Неужели я хочу третий год подряд проводить праздники одна?
Да, хочу.
Я не заслуживаю того, чтобы быть счастливой в это время года. Мне нельзя предаваться праздничным увеселениям как прежде, нельзя даже и думать о таком.
Если Майкл не будет веселиться, то и я не буду. Его нет, и Рождество уже никогда не будет прежним. Это не наказание, простой факт. Если бы не я, он бы все еще был здесь, и с этой мыслью мне придется провести остаток жизни.
Я больше не праздную Рождество.
Но когда я заезжаю в деревеньку, куда нас раньше возила бабушка Молли, я представляю, как моя семья обсуждает планы на ужин, школьные представления, «тайного Санту» на ферме, и сердце падает.
Думаю, в этом году украсим стол золотом и серебром. Я сделала новые полена для свечей, старые что-то поизносились.
Мама почти слово в слово повторяет это каждый год и слушает на повторе «О Святая ночь». Неважно, где я и с кем, стоит мне услышать эту песню, как я сразу же переношусь на кухню, к маме.
Мать Джуда пришлет свою знаменитую «Павлову». И даже сделает баноффи для вашего папы. Ну разве она не прелесть?
Семья моей сестры словно сошла с телевизионной рекламы, даже родители ее мужа невероятно милы. Хоть вслух она не сравнивает свою жизнь с моей, я знаю: она смотрит на меня и видит катастрофу. Не может не видеть.

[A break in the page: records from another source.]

PR #646, opened 2019-06-15
Fixed a bug when phplint is active and only non-php files are commited

glamorous:
| Q             | A
| ------------- | ---
| Branch        | master
| Bug fix?      | yes
| New feature?  | no
| BC breaks?    | no
| Deprecations? | no
| Documented?   | no
| Fixed tickets | no

There was a bug when you try to commit (pre-hook) some non-php files.
You receive the PHP Parallel Lint usage error every time. With this it
will be marked as "passed" when no files are available to pass trough
the linter.

### DIFF
--- a/src/Task/PhpLint.php
+++ b/src/Task/PhpLint.php
@@ -53,6 +53,10 @@ class PhpLint extends AbstractExternalTask
             ->notPaths($config['ignore_patterns'])
             ->extensions($config['triggered_by']);
 
+        if ($files->isEmpty()) {
+            return TaskResult::createSkipped($this, $context);
+        }
+
         $arguments = $this->processBuilder->createArgumentsForCommand('parallel-lint');
         $arguments->add('--no-colors');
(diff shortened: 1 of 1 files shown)


src/Task/PhpLint.php
```diff
@@ -53,6 +53,10 @@ public function run(ContextInterface $context): TaskResultInterface
             ->notPaths($config['ignore_patterns'])
             ->extensions($config['triggered_by']);
 
+        if ($files->isEmpty()) {
+            return TaskResult::createPassed($this, $context);
```
veewee: Can you change this to:
```php
```

This way, it is consequent with the other tasks.

veewee:
Hi @glamorous 

Thanks for the PR! Looks good, but I added one small remark.

src/Task/PhpLint.php
glamorous: No problem! Fix is on the way!

glamorous:
I changed the commit message too, so it aligns to the new method "skip"

veewee:
Thanks for the quick iteration.

PR #648, opened 2019-06-24
Add more output when Blacklist fails with Git errors

Shafied:
| Q             | A
| ------------- | ---
| Bug fix?      | yes
| New feature?  | yes
| BC breaks?    | no
| Deprecations? | no
| Documented?   | no

Right now when the Blacklist task fails on Git errors, you don't see the output, but your taks passes. In my opinion the task should fail with some error output. This way you dont have false positives


Landerstraeten:
Took over due to inactivity. See #693

PR #651, opened 2019-07-03
Add $files to process $arguments (Easy Coding Standard Task)

jmatthiesen81:
$files will never be assigned to the process arguments. This has the affect that the check never fail.

| Q             | A
| ------------- | ---
| Bug fix?      | yes
| New feature?  | no
| BC breaks?    | no
| Deprecations? | no
| Documented?   | no
| Fixed tickets | 

This pull request adds the `$files` variable to the process `$arguments`.

### DIFF
--- a/src/Task/Ecs.php
+++ b/src/Task/Ecs.php
@@ -70,6 +70,7 @@ class Ecs extends AbstractExternalTask
         $arguments->addOptionalArgument('--no-progress-bar', $config['no-progress-bar']);
         $arguments->addOptionalArgument('--ansi', true);
         $arguments->addOptionalArgument('--no-interaction', true);
+        $arguments->addFiles($files);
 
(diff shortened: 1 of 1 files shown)


veewee:
Hi @jmatthiesen81,

Thanks for the PR. The ECS task currently works with the whitlisted paths.
We could make it variable, for example:
- on run: use whitelist
- on pre-commit: attach files.

However, adding the files might make us hit the maximum cli input length. Therefor it would be better to pass the files in a stream. At first sight, this is not possible yet in ecs?

jmatthiesen81:
Thanks for clarifying @veewee. I'm just setting up my first project using grumphp and was wondering about the successful ECS checks. Wouldn't it be recommendable to set whitelist_patterns: ['.'] as the default value in this case? Anyway using the whitelist_patterns works in my case and this pull request can be closed. :)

Это всего лишь переоцененный воскресный ужин, бога ради. Напиши мне список, что купить в магазине, и я куплю. Но брюссельской капусты много покупать не буду, все равно ее никто не ест и она оказывается в помойке.
Моему отцу семьдесят пять, и предсказать его слова и действия так же легко, как дождливый день в Ирландии. Он очень мил и в то же время остроумен, остер на язык и втайне любит ходить по магазинам, покупать продукты.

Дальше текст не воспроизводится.